Having the accurate method for anatomical landmarks detection, we develop a simple demo for automatic THA preoperative measurement. Given an anteroposterior X-ray image, the demo can output the angles and lengths in 0.3 seconds, which is much faster than specialists. As shown in Fig. 5, the neck-shaft angle, the lateral CE angle and abduction angle are 131.76°, 36.83° and 55.93.93 on the right side, and 127.79°, 39.64° and 44.64.64 on the left side, respectively. The femoral offsets (FO) on each side are 39.94 and 42.80 mm, and the leg length difference is 9.12 mm.

Fig. 5.
figure 5

A demo of automatics measurements for THA preoperative planning with the proposed method. The angles and lengths shown on the figure are automatically computed with the detected landmarks.

Table 2. Quantitative comparison on a public cephalometric dataset with SDR (%).

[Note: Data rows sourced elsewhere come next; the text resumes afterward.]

PR #115, opened 2025-01-07
cci-stats: Add project

mslipper:


cci-stats/cmd/runner/main.go
```diff
@@ -0,0 +1,98 @@
...
+
+import (
+	"context"
+	"fmt"
+	"os"
+	"os/signal"
+	"regexp"
+	"strconv"
+
+	"github.com/axelKingsley/go-circleci"
```
scharissis, line 11: These changes are tiny; should we try get them merged upstream? It's easy to forget dependencies like this and then they stagnate.

cci-stats/cmd/runner/main.go
```diff
@@ -0,0 +1,98 @@
...
+			cancel()
+		case err := <-errC:
+			return err
+		case <-ctx.Done():
+			return nil
+		}
+	}
+}
+
+func requiredStr(envVar string) string {
```
scharissis: nit
```suggestion
func requiredStrEnv(envVar string) string {
```

cci-stats/cmd/runner/main.go
```diff
@@ -0,0 +1,98 @@
...
+	val := os.Getenv(envVar)
+	if val == "" {
+		panic(fmt.Errorf("%s must be set", envVar))
+	}
+	return val
+}
+
+func requiredInt(envVar string) int {
```
scharissis: nit
```suggestion
func requiredIntEnv(envVar string) int {
```

cci-stats/cmd/runner/main.go
```diff
@@ -0,0 +1,98 @@
+package main
```
scharissis, line 1: It would be great to have a short comment, or readme, describing what `cci-stats` is/does.

cci-stats/cmd/runner/main.go
```diff
@@ -0,0 +1,98 @@
...
+			return nil
+		}
+	}
+}
+
+func requiredStr(envVar string) string {
+	val := os.Getenv(envVar)
+	if val == "" {
+		panic(fmt.Errorf("%s must be set", envVar))
+	}
```
scharissis, line 84: You may prefer to use `os.LookupEnv` to be able to identify the case where it is actually unset as opposed to an empty string.
https://pkg.go.dev/os#LookupEnv

(same goes for `requiredInt()` func)

cci-stats/pkg/db/db.go
```diff
@@ -0,0 +1,211 @@
+package db
```
scharissis, line 1: I'm not sure how important this service is, but there's a lot of untested code in here and I feel the need to call it out.

cci-stats/pkg/db/db.sql
```diff
@@ -0,0 +1,51 @@
+CREATE TABLE pipelines
```
scharissis, line 1: Is the file `db.sql` used anywhere here? Did you perhaps forget to include the migrator code?
If unused, should we keep it? It'll go stale.

cci-stats/pkg/service/service.go
```diff
@@ -0,0 +1,281 @@
...
+	}
+
+	if err := tx.Commit(ctx); err != nil {
+		return fmt.Errorf("failed to commit transaction: %w", err)
+	}
+
+	return nil
+}
+
+func fetchPipelines(ctx context.Context, config config.Config, cutoff time.Time, client *circleci.Client) ([]*circleci.Pipeline, error) {
```
scharissis, line 191: nit/idea: this could potentially be used to fetch the `LastPipeline`, thus simplifying reducing the db interface

scharissis: Also, another idea, this `cutoff` feels like it could perhaps be superseded by a pagination token.

cci-stats/cmd/runner/main.go
mslipper: The upstream go-circleci hasn't been maintained in 2 years. Axel works here, so I'm more confident in his fork than I am of the upstream.

cci-stats/cmd/runner/main.go
mslipper: I need a value to be specified for these env vars, so both being unset and set to an empty string are errors.

cci-stats/pkg/db/db.sql
mslipper: It's used to bootstrap the database. The database backing the stats on go/ci-dashboard was generated using this file. There is no migrator since the application is very simple.

cci-stats/pkg/db/db.go
mslipper: All this service does is populate the stats on http://go/ci-dashboard. Bugs in this code just make the stats show up wrong, and the entire project is just a hair over 500 SLOC so I didn't think it was worth investing much time in detailed unit testing particularly since the majority of the logic reads from the CCI API and would require mocking.

cci-stats/pkg/service/service.go
mslipper: `LastPipeline` is used to determine what the latest pipeline in the database is. The `createdAt` value from that pipeline is then used as the `cutoff` value. When the build with the `createdAt` value matching the `cutoff` value is found, the application stops collecting pipelines and starts collecting other data (e.g. tests, workflows, etc.). Since the local value matters here, we'll still need the DB interface to expose a getter for its latest pipeline.

How would I use the pagination token here? There's no way to know how many pages we need to read in advance, and the token itself is returned by the CCI API when you make a request for a pipeline.

scharissis (approved):

cci-stats/pkg/service/service.go
scharissis: I see, thanks. I was hoping the CCI API would expose a pagination token we could leverage. But I didn't grasp the particulars of the logic around `cutoff`. Was just spit-balling ideas. :)

scharissis (approved):

PR #264, opened 2018-03-02
SearchGUI- MSAmanda advanced options available

CarlosHorro:
MSAmanda advanced options tested and available.
Changed "Fragment Tolerance Units" by default from 'ppm' to 'daltons' for comparability reasons and to avoid empty results with default options.


jj-umn:
While we are updating, the comet sparse matrix param needs to be removed.   I can update after my meeting.

bgruening:
@CarlosHorro tool version should be increased and I guess a test for this option would also be nice.

PR #267, opened 2018-03-09
PeptideShaker 1.16.17 & SearchGUI's Tide advanced search options

CarlosHorro:
This PR includes:

- Reference to PeptideShaker 1.16.17 (with a little bugfix in the tool and some bugfixes in the app itself).
- Tide advanced search options. Into them:
- - Tide's file exporting options have been changed to a dropdown list (as only one can be selected at once), with Percolator and MzIdentML formats temporarily disabled because of a bug on current SearchGUI version.
- - Tides's "tide_num_ptms" and "tide_max_spectrum_mz" don't have anymore default values, following SearchGUI app model.
- - Disabled crux output folder field. It was totally useless for the user.
- Search engines window is expanded by default because of its frequent use and following SearchGUI app model.

[I've removed some details about problems with tests as I will post them apart as issues].


tools/peptideshaker/peptide_shaker.xml
```diff
@@ -36,6 +36,18 @@
             -id_params \$cwd/SEARCHGUI_IdentificationParameters.par
             -out \$cwd/peptideshaker_output.cpsx
             -zip \$cwd/peptideshaker_output.zip
+            #set $cleaned_list = str($outputs).split(',')
```
bgruening: @CarlosHorro does this not work anymore? https://github.com/CarlosHorro/tools-galaxyp/blob/25f59f61cf5e089a2c456a4a2b89779507246b93/tools/peptideshaker/peptide_shaker.xml#L129

CarlosHorro: Sorry I'm not sure if I understand the comment... I think it still works :-) do you mean that the following code (related to the 'cleaned_list') can be redundant?

bgruening: I think it is not needed as we filter the other strings already out. Do you see that this is not working without your code?

CarlosHorro: Yes, it gan give an error. As an example, if you choose only "cps" and "PSM report", it gives and error as the "if" condition is true but there is still the "cps" option which need to be cleaned before showing it with the "-reports" option.

bgruening: Could you add a test for this?

bgruening:
Thanks @CarlosHorro!

PR #271, opened 2018-03-24
fix FileMerger bug

bgruening:
@bernt-matthias does this look good to you?

### DIFF
--- a/tools/openms/FileMerger.xml
+++ b/tools/openms/FileMerger.xml
@@ -26,16 +26,8 @@
   -rt_concat:gap $param_rt_concat_gap
 #end if
 
-#if $rep_param_rt_concat_trafo_out:
--rt_concat:trafo_out
-  #for token in $rep_param_rt_concat_trafo_out:
-    #if " " in str(token):
-      "$token.param_rt_concat_trafo_out"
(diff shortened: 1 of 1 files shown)


bernt-matthias:
Sorry, I don't get the context.

bgruening:
No context, just found a bug :)

bernt-matthias:
Definitely it was a bug, but from the documentation this seems not to be the way its supposed to be used http://ftp.mi.fu-berlin.de/pub/OpenMS/release-documentation/html/TOPP_FileMerger.html

The parameter expects a space separated list of output files (same as input files). Maybe something like this: 

```
-rt_concat:trafo_out
  #for token in $param_in:
    $token.trafoXML
  #end for
```

The output needs then to be adapted to the detect the trafoXML files from work dir. 

I would also make this output optional. I **guess** the output is only needed if the gap parameter is >0.

bernt-matthias:
You can see an example call here: https://github.com/OpenMS/OpenMS/blob/3604aab47f89ab2c94de89a938c6144e6dc74faf/src/tests/topp/CMakeLists.txt search for `TOPP_FileMerger_10`

PR #278, opened 2018-05-01
fix output path quoting

jvolkening:
Output paths for `MapAlignerPoseClustering` can contain spaces and must be quoted

### DIFF
--- a/tools/openms/MapAlignerPoseClustering.xml
+++ b/tools/openms/MapAlignerPoseClustering.xml
@@ -22,12 +22,12 @@
 
 -out
 #for $counter,$infile in enumerate($param_in):
-    ./results_out/${infile.element_identifier}.${infile.extension}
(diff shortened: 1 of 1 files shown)


tools/openms/MapAlignerPoseClustering.xml
```diff
@@ -22,12 +22,12 @@
 
 -out
 #for $counter,$infile in enumerate($param_in):
-    ./results_out/${infile.element_identifier}.${infile.extension}
+    './results_out/${infile.element_identifier}.${infile.extension}'
```
bgruening: @jvolkening you might want to do this in addition: 
`#set escaped_element_identifier = re.sub('[^\w\-\s]', '_', str($bam.element_identifier))`

bgruening:
can you move this into your other PR, so we don't get two releases on the TS.

PR #282, opened 2018-05-09
Spectrast

jj-umn:
spectrast_import converts bibliospec .ms2, NIST .msp, or X!Hunter .hlf to a SpectraST splib


tools/spectrast/macros.xml
```diff
@@ -0,0 +1,15 @@
+<macros>
+    <token name="@VERSION@">5.0.0</token>
+    <xml name="requirements">
+        <requirements>
+        <requirement type="package">tpp=5.0.0</requirement>
```
bgruening: that looks wired :) you mean `<requirement type="package" version="5.0.0">tpp</requirement>`

tools/spectrast/spectrast_import.xml
```diff
@@ -0,0 +1,44 @@
...
+        <import>macros.xml</import>
+    </macros>
+    <expand macro="requirements" />
+    <command detect_errors="exit_code"><![CDATA[
+        ## Symlink dataset to name with recognized ext
+        #import re
+        #set $ext = '.' + str($input.extension)
+        #set $input_name = $re.sub('[.](ms2|msp|hlf)$','',$input.display_name.split('/')[-1]) + $ext
+        ln -s '$input' '$input_name' &&
+        mkdir -p $output.files_path &&
```
bgruening: single quotes

tools/spectrast/spectrast_import.xml
```diff
@@ -0,0 +1,44 @@
...
+    <description>Spectral Library</description>
+    <macros>
+        <import>macros.xml</import>
+    </macros>
+    <expand macro="requirements" />
+    <command detect_errors="exit_code"><![CDATA[
+        ## Symlink dataset to name with recognized ext
+        #import re
+        #set $ext = '.' + str($input.extension)
+        #set $input_name = $re.sub('[.](ms2|msp|hlf)$','',$input.display_name.split('/')[-1]) + $ext
```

To verify our idea, we further applied our method to the supplementary cephalometric dateset as described before. The results are show in Table 2 where successful detection rate (SDR) are adopted as the evaluation metric. The SDR shows the percentage of landmarks successfully localized within the radius of 2.0 mm, 2.5 mm, 3.0 mm, 4 mm. We use the Hourglass as the backbone network in this testing, and maximum iterations is reduced to 100 epochs to avoid overfitting due to the limited training data. Besides, three method are used for comparison. The first method from Lindner et al. [10] won the first place of the challenge, which explored the Random Forest regression-voting to detect cephalometric landmarks, and the other two methods are based on deep learning approach. The former [24] regressed the heatmaps of landmarks from coarse to fine by a two-stages U-Net embeded with attention mechanism, and applied expansive exploration strategy to improve robustness during inferring. The later [3] achieved higher accuracy than existing deep learning-based methods with the help of a attentive feature pyramid fusion module. In terms of results, our method has achieved comparable performance with the others, especially in the case of higher location requirement, i.e., 2 mm and 2.5 mm. Meanwhile, it also indicates that our idea could generalized to wider clinical applications related to anatomical landmarks detection.

4 Discussion

In this paper, we propose an accurate anatomical landmarks detection method for THA preoperative planning, in which the connections among the landmarks are defined as the edges according to the clinical significance to model their relationships. By imposing such anatomical constraints, the deviation position of a landmark could be corrected by others implicitly, thus improving the detection accuracy. The extensive experiment results on two datasets have shown the superiority of the proposed method as well as the potential for clinical applications. In the future, we will extend this idea to more general landmark detection tasks.